===================================
日本の原典〜古事記物語〜第86号2005年6月13日発行
===================================
<最終話 御陵の土>
(なんとかして、父上を殺した雄略天皇に復讐をしてやりたいが…)
無事、父イチノベノオシハノミコの遺骸を埋葬した後も、顕宗天皇は父を殺し
た雄略天皇への恨みは消えず、どうやって報復してやろうか絶えず思案してい
た。
(そうだ、やつの墓を暴いてやろう!)
そして、その墓をあばくことで辱めてやろうと思い立った。
「おい、今から雄略天皇の墓を破壊して来い」
「…かしこまりました」
すぐに命令を下す顕宗天皇。
「何! 天皇がそう申したのか? いけない、すぐにおいさめしなければ…」
その命令を知った兄オケノミコは驚いて顕宗天皇のもとに駆けつけた。
「申し上げます! 雄略天皇の墓を破壊するのに他人を遣わしてはなりませ
ん。私自ら行って天皇の思いのまま破壊して参ります」
「分かった。では、頼みました」
こうして、オケノミコは自ら行き、陵の傍らを少し掘って皇居に戻った。
「オケノミコ様がお戻りになりました」
「何? もう戻ったのか。すぐにここへ来るように伝えよ」
「はっ」
すぐに復命したオケノミコがやってきた。
「早かったではないか。
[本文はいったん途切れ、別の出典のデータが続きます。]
PR #478, opened 2021-05-28
Forwardports gke-operator v1.0.200

thedadams:
The new versioning changes require that versions in dev-v2.5 also exist
in dev-v2.6. This change copies the files from dev-v2.5.

2.5 PR:
https://github.com/rancher/system-charts/pull/472

Issue:

### DIFF
--- a/charts/rancher-gke-operator/1.0.200/questions.yaml
+++ b/charts/rancher-gke-operator/1.0.200/questions.yaml
@@ -1,0 +1,1 @@
+rancher_min_version: 2.5.8-patch1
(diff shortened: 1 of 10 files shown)


cbron:
Adding arvind as reviewer just to confirm this follows the expectations he wrote up

charts/rancher-gke-operator/1.0.200/questions.yaml
```diff
@@ -0,0 +1 @@
+rancher_min_version: 2.5.8-patch1
```
cbron, line 1: Oh wait, I forgot GKE is getting remove entirely from 2.6. This PR likely isn't needed. It would only be needed if we keep it in system-charts. Sorry for double work.

cbron:
Closing for now, we can re-open if we stick to system-charts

もう壊したのか?」
「はい、もう取り壊しました」
「どう破壊したのか?」
「陵の土を少し掘りました」
「少し掘っただけ?」
「はい、少し掘っただけでございます」
その言葉を聞いた顕宗天皇は怒気をはらんで問いただした。
「父王の仇を討とうと思ったら、その陵墓をことごとく破壊するのは当然だろ
う! 少しだけ掘ったとはどういうことか!」
「その理由はこうです」
怒り心頭な顕宗天皇に対して、兄であるオケノミコは冷静に受け応えた。
「父上の恨みをその霊に仕返ししようと思うのは誠に最もなことでございま
す」
「そうだろう、なのになぜ破壊せぬ」
「けれども、あの雄略天皇は父上の怨敵ですが、私たちの叔父であり、また、
天下を治めた天皇です」
「……」
「ここで、今父の仇という理由だけで天下を治めた天皇の御陵を完全に破壊す
れば、必ず後世の人から非難されるでしょう」
「そうではあるが、では、この恨みを晴らすことはできないのか…」
「いえ、違います。もちろん、父上の仇だけは討たなければなりません」
「だからか」
「そうです。だからこそ、陵のほとりを少し掘ったのです。このはずかしめで、
後世に私たちの報復の志を示すのに十分でしょう」
「うん、大変道理にかなっています。その報復で構いません」
兄にさとされ、すっかり冷静になった顕宗天皇はおだやかな顔でそういった。
こうして、野蛮な復讐劇が繰り返されることはなくなった。
顕宗天皇が亡くなった後、兄のオケノミコが即位し、仁賢天皇になった。
仁賢天皇後は子の武烈天皇が即位し、武烈天皇は後継者もなく亡くなった。
近江から継体天皇を招き、安閑天皇、宣下天皇、欽明天皇、敏達天皇、用明天
皇、崇峻天皇、推古天皇と続いた。
以上で、古事記の記述は終わる。